* [Exercise instructions]:
From the line containing "Clarify client_id security" to the end of the listing, write out every line exactly; leave out everything else.
======== Listed entries
PR #6004, opened 2026-04-27
Clarify client_id security model and example deployment caveats

evnchn:
### Motivation

A private security report recently arrived that misunderstood NiceGUI's `client_id` model — treating the `/_nicegui/` upload route as an "unauthenticated endpoint" rather than a session-token-authenticated one, and treating `examples/xterm` and `examples/authentication` as production-ready templates. The framework already behaves correctly under its documented security model; the gap is that the model is under-explained.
================
* [Your response]:
Clarify client_id security model and example deployment caveats

evnchn:
### Motivation

A private security report recently arrived that misunderstood NiceGUI's `client_id` model — treating the `/_nicegui/` upload route as an "unauthenticated endpoint" rather than a session-token-authenticated one, and treating `examples/xterm` and `examples/authentication` as production-ready templates. The framework already behaves correctly under its documented security model; the gap is that the model is under-explained.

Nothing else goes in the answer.